Saturday, 15 May 2010

Review: The Information (2006) - Beck

I distinctly remember a time earlier on when I started listening to music when impulse buying was my thing. I'd hear a song, enjoy it, and for no explanatory reason proceed to purchase the album for twenty dollars, to which point I'd enjoy it thoroughly regardless as I didn't really have any discretion in music. Then I purchased The Information.

Remember Beck? I do. To this day Odelay still receives excessive circulation on my mp3 player, thanks to the man's forward-thinking wit and ability to craft some tasteful groove. And then there were genre-exercises and soulful guitar melodies for a while, and then I never heard him on the radio.

Ten years after Odelay I was standing in front of the Beck section at a CD store to see a minute poster obscuring some of the Loser-era back catalogue. "New Beck Album!" it enthusiastically stated, "Seventeen new tracks, DVD, Stickers!". Or something like that. I was hesitant to pick it up as several questions swam through my head - why's the cover so bland? Is Beck's name written in lego? Is this really true, a new Beck album? I wonder what genre he's going to hop to this time?

What stickers? He doesn't want me to put them on the cover, does he?

Oh, he does.

So, let's explore the fact that this album is a wondrous marketing gimmick. You see, Beck wants you to buy a physical copy of the album so he can fund his ventures in Scientology. To do so, he gives you a series of stickers and a DVD to sweeten the deal of commercially-buying a CD and being a good consumer. They are genius ideas, and I found them to be very cool ones at that. However, there are a few setbacks to this witty business model, including:
  • The fact that no matter what combination you put the stickers on your album cover, it will look terrible. That's presuming that you received the same sticker sheet as I did - there are apparently a few that are much better and actually have decent background scenery. And ones where Beck is not moody, nor in a sailor suit.
  • Beck's hair. I don't know why, but he seems to like wearing a massive hat and having metre-long straightened hair around this period. Like pasta.
  • The fact that these 'gimmicks' have risen the cost of the album to $30. That's after four years when I went to the store and noted the price the other day - it hasn't gone down a dime, if at all.
  • The fact that the music videos from the DVD (containing all of Beck's songs from the album) are utterly bland. Now this is something that I've deliberated over for a while, but I've concluded that if you have a few friends, some instruments, a giant bear costume, and video editing software that has a 'rape the heck out of green screen' option, you could do the same as Beck. And nearly every video looks like it's been made in the same process.
Let me give you an example. One exception is the admittedly good Strange Apparition video, if not the best on the DVD. It's a wonderful song, Beck's wearing wings and there's a piano-key lady in a mansion. Actual choreography, decent song, so far so good. That is, until the speakers goof and stop the song for five seconds, which Beck decided to keep in the video for laughs.

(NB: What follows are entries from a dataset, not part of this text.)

PR #2157, opened 2026-07-07
feat(skills): make in-cluster skillberry-store run the Claude Code CLI

### LINKED ISSUE #2156: In-cluster skillberry-store cannot generate skills: Claude Code CLI missing and blocked under root
## Problem

The in-cluster `skillberry-store` skill-generation feature shells out to the **Claude Code CLI**, but three things prevent it from working with the upstream `ghcr.io/skillberry-ai/skillberry-store:0.2.0` image:

1. **CLI not bundled** — skill generation fails with `Claude Code not found`.
2. **SSL hostname mismatch** — when `ANTHROPIC_BASE_URL` is set to a raw IP, `claude` fails with `Unable to connect to API: SSL certificate hostname mismatch` (the LiteLLM cert is issued for the hostname). This belongs in the env overlay, not the chart.
3. **Blocked under root** — the plugin invokes `claude --dangerously-skip-permissions`, which the CLI refuses under root/sudo: `--dangerously-skip-permissions cannot be used with root/sudo privileges for security reasons`.

## Proposed fix (chart)

- Install `@anthropic-ai/claude-code` at container startup via the existing entrypoint (`command:`) override so it lands on PATH before the app starts.
- Set `IS_SANDBOX=1` so the CLI accepts `--dangerously-skip-permissions` under root (the pod is the sandbox).
- (Overlay, not chart) point `ANTHROPIC_BASE_URL` at the LiteLLM **hostname**, not its IP.

## Notes / follow-ups

- The CLI wants Node >= 22; the image ships Node 20.19.2 — works today (engine warning only). Baking a derived image (Node 22 + preinstalled CLI) would remove the ~15s per-start npm fetch and the network dependency.

Verified end-to-end on a live Kind cluster: a headless `claude -p` call inside the pod using only pod-native env returns successfully after these changes.

eranra:
Closes #2156.

## Summary

The in-cluster `skillberry-store`'s skill-generation feature shells out to the **Claude Code CLI**, which is not bundled in the upstream `ghcr.io/skillberry-ai/skillberry-store:0.2.0` image. This wires the deployment so the CLI is present and usable at runtime.

## Changes

- **`values.yaml`** — extend the entrypoint (`command:`) override to `npm install -g @anthropic-ai/claude-code` at startup (best effort, `|| true`) so it lands on PATH (`/usr/local/bin`) before the app process starts, then `exec` the app.
- **`skillberry-store.yaml`** — set `IS_SANDBOX=1` so the CLI accepts `--dangerously-skip-permissions` under root (the pod is the sandbox); add `HF_HOME` on the persistent volume so the embedding model downloads once; loosen liveness/readiness/startup probes to absorb CPU-heavy embedding work during skill creation.

## Design decisions

- **Startup install vs. derived image:** chosen to avoid a new build pipeline and to fit the existing `command:` override pattern. Trade-off is a ~15s network fetch on each pod start; the values.yaml comment documents baking a derived image as the alternative.
- **`IS_SANDBOX=1` vs. running non-root:** keeping the container as root avoids PVC-ownership and `npm install -g` write-permission issues; the pod boundary is the sandbox.
- **`ANTHROPIC_BASE_URL`** is intentionally **not** hardcoded in the chart — it belongs in the env overlay and must use the LiteLLM **hostname** (not IP) to satisfy TLS cert validation.

## Testing

- `helm lint` and `helm template` render cleanly with the new `command`/env.
- `make lint` (pre-commit) passes on both files.
- Verified end-to-end on a live Kind cluster: after a rollout, the pod auto-installs the CLI, `IS_SANDBOX=1` is set, and a headless `claude -p` call using only pod-native env returns successfully.

### DIFF
--- a/charts/kagenti/values.yaml
+++ b/charts/kagenti/values.yaml
@@ -76,6 +76,22 @@ skillberryStore:
     repository: ghcr.io/skillberry-ai/skillberry-store
     tag: "0.2.0"             # override via --set or values overlay
     pullPolicy: IfNotPresent
+    # Override the container entrypoint. The default image command (`make run`)
+    # re-runs `uv install` at startup and requires network access to github.com.
+    # This bypasses that by running the pre-installed venv directly.
+    #
+    # The store's skill-generation feature shells out to the Claude Code CLI,
+    # which is NOT bundled in the upstream image. Install it at startup (best
+    # effort; `|| true` keeps the store up if the npm fetch fails) so it lands
+    # on PATH (/usr/local/bin) before the app process starts. This is a network
+    # fetch on every pod start (~15s); bake it into a derived image if that
+    # startup cost or the network dependency is unacceptable.
+    command:
+      - sh
+      - -c
+      - |
+        npm install -g @anthropic-ai/claude-code || true
+        exec .venv/bin/python -m skillberry_store.main
   imagePullSecrets: []        # public image; empty default
   apiPort: 8000
   uiPort: 8002
--- a/charts/kagenti/templates/skillberry-store.yaml
+++ b/charts/kagenti/templates/skillberry-store.yaml
@@ -28,6 +28,9 @@ spec:
       - name: skillberry-store
         image: "{{ .Values.skillberryStore.image.repository }}:{{ .Values.skillberryStore.image.tag }}"
         imagePullPolicy: {{ .Values.skillberryStore.image.pullPolicy }}
+        {{- with .Values.skillberryStore.image.command }}
+        command: {{- toYaml . | nindent 10 }}
+        {{- end }}
         env:
         - name: SBS_BASE_DIR
           value: "{{ .Values.skillberryStore.baseDir }}"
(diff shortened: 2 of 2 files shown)


eranra:
@PrielHaz FYI ^^^

(In the UI the execution of the plugin's when using Kagenti is direct and not inside a pod since the store instance is running in a pod/container anyways)

charts/kagenti/values.yaml
```diff
@@ -76,6 +76,22 @@ skillberryStore:
...
+    # which is NOT bundled in the upstream image. Install it at startup (best
+    # effort; `|| true` keeps the store up if the npm fetch fails) so it lands
+    # on PATH (/usr/local/bin) before the app process starts. This is a network
+    # fetch on every pod start (~15s); bake it into a derived image if that
+    # startup cost or the network dependency is unacceptable.
+    command:
+      - sh
+      - -c
+      - |
+        npm install -g @anthropic-ai/claude-code || true
```
pdettori, line 93: **suggestion**: `@anthropic-ai/claude-code` is unpinned, so it resolves to `@latest` on every pod start — different pods can get different CLI versions, and it's a first-party-but-unpinned fetch on each boot. This repo otherwise pins aggressively (Action SHAs, release image tags, the *Check Release Pins* CI). Consider pinning `@anthropic-ai/claude-code@<version>` for reproducibility.

Also, `|| true` masks a failed npm fetch and produces a *live-but-broken* pod where skill generation fails only later at runtime. Worth emitting an error log on failure so the broken state is diagnosable rather than silent.

charts/kagenti/values.yaml
```diff
@@ -76,6 +76,22 @@ skillberryStore:
...
+        exec .venv/bin/python -m skillberry_store.main
```
pdettori, line 94: **nit**: `exec .venv/bin/python ...` is a relative path that depends on the image `WORKDIR`. It works today (verified on Kind), but a future base-image `WORKDIR` change would silently break startup. An absolute path or an explicit `cd` to the app dir would be more robust.

pdettori (approved):
## Summary

Wires the `skillberry-store` Helm deployment so the Claude Code CLI is present at runtime: adds a `command:` entrypoint override that `npm install -g`s the CLI, sets `IS_SANDBOX=1` (to allow `--dangerously-skip-permissions` under root), points `HF_HOME` at the persistent volume, and adds/loosens probes to absorb CPU-heavy embedding work.

Well-documented, verified live on Kind, DCO-signed, and all CI green. The `IS_SANDBOX=1` + root tradeoff is sound and clearly justified inline (the pod boundary is the sandbox). Approving with two non-blocking inline notes on the startup entrypoint.

**Areas reviewed**: Helm/K8s template, YAML values, Security

_Assisted-By: Claude Code_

Someone swears as a reaction to that, then they all fall on the floor laughing, the piano key lady and her equally randomly-dressed friends roll over and we realise how utterly pointless this video is. That's how incredibly lo-fi the DVD is.

The gimmicks and the price, which may have good intentions and be cool for a while, really mean nothing in this review in comparison to the music.

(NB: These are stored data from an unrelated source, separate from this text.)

PR #2158, opened 2026-07-07
Fix: Don't forget about failed and progressing Tool builds

esnible:
## Summary

For #1906

See also https://github.com/kagenti/kagenti/pull/2111 , the same changes for agent builds (already merged)

Deploy Rossi
Bring in this PR
make build-load-ui-frontend and make build-load-ui-backend plus the usual rollout.

### DIFF
--- a/kagenti/backend/app/routers/tools.py
+++ b/kagenti/backend/app/routers/tools.py
@@ -498,9 +498,7 @@ def _get_tool_build_status(kube: KubernetesService, name: str, namespace: str) -
     return "Build Failed" if phase == "Failed" else "Building"
 
 
-def _get_tool_build_detail(
-    kube: KubernetesService, name: str, namespace: str
-) -> Optional[dict]:
+def _get_tool_build_detail(kube: KubernetesService, name: str, namespace: str) -> Optional[dict]:
     """Build a synthetic get_tool response for a source-built tool with no workload.
 
     Returns a response dict (same shape as get_tool's workload response) with a
--- a/kagenti/backend/app/routers/tools.py
+++ b/kagenti/backend/app/routers/tools.py
@@ -459,6 +459,100 @@ def _get_workload_status(workload: dict) -> str:
     return "Not Ready"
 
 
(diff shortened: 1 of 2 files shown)


kagenti/backend/app/routers/tools.py
```diff
@@ -459,6 +459,98 @@ def _get_workload_status(workload: dict) -> str:
...
+        build = kube.get_custom_resource(
+            group=SHIPWRIGHT_CRD_GROUP,
+            version=SHIPWRIGHT_CRD_VERSION,
+            namespace=namespace,
+            plural=SHIPWRIGHT_BUILDS_PLURAL,
+            name=name,
+        )
+    except ApiException as e:
+        if e.status != 404:
+            logger.warning("Failed to get Shipwright Build for a tool")
```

The music is nothing new, but it is fine-enough for the first half. Because, again, we have a case where all the notable songs are crammed into the first half and the filler put in at the end. And this is a long album. There's a ten minute song, which is apparently three songs, but God forbid, the man shouldn't make them gapless if that's the case. You'd be correct in your assertion that it is one of the 'filler' songs.

The genre this time for Beck is alternative. That seems rather broad because it's exactly how directionless the album is. But that really doesn't matter. If the songs are good, there's no reason to dislike an album for its artistic merit.

There are a few tracks that stand out. Elevator Music is standard Beck fare - one man, his guitar and the odd noises he can make putting you off-guard in the meantime, Think I'm in Love is as quaint as it sounds, the piano adds value to the song, Strange Apparition is a soulful tune that could (and certainly deserves) to fit on any other album, and Nausea has decent guitar, I suppose. Most of the other songs are predominantly a three-star affair or less.

The other songs are unremarkable. The album doesn't have highs or lows other than such mentioned tracks, really. I can't say I dislike the music, but most of it fails to make an impression. I feel bad for saying this after a thirty-dollar purchase,'s my least favorite album of his. It's okay, I'll give it that, but there's no personality, no technical prowess, no exotic trumpets and samples that made me love Beck's music.

Being the sucker, I brought this album when it was new, ruined the cover with the stickers, peeled all the stickers off, got bored with the DVD, and only then listened to the music. The thought occurred to me, "Do these gimmicks only exist to bring my attention away from the less-than-standard music? Could Beck do better?"

The answer was - and i knew it in my heart - yes and yes.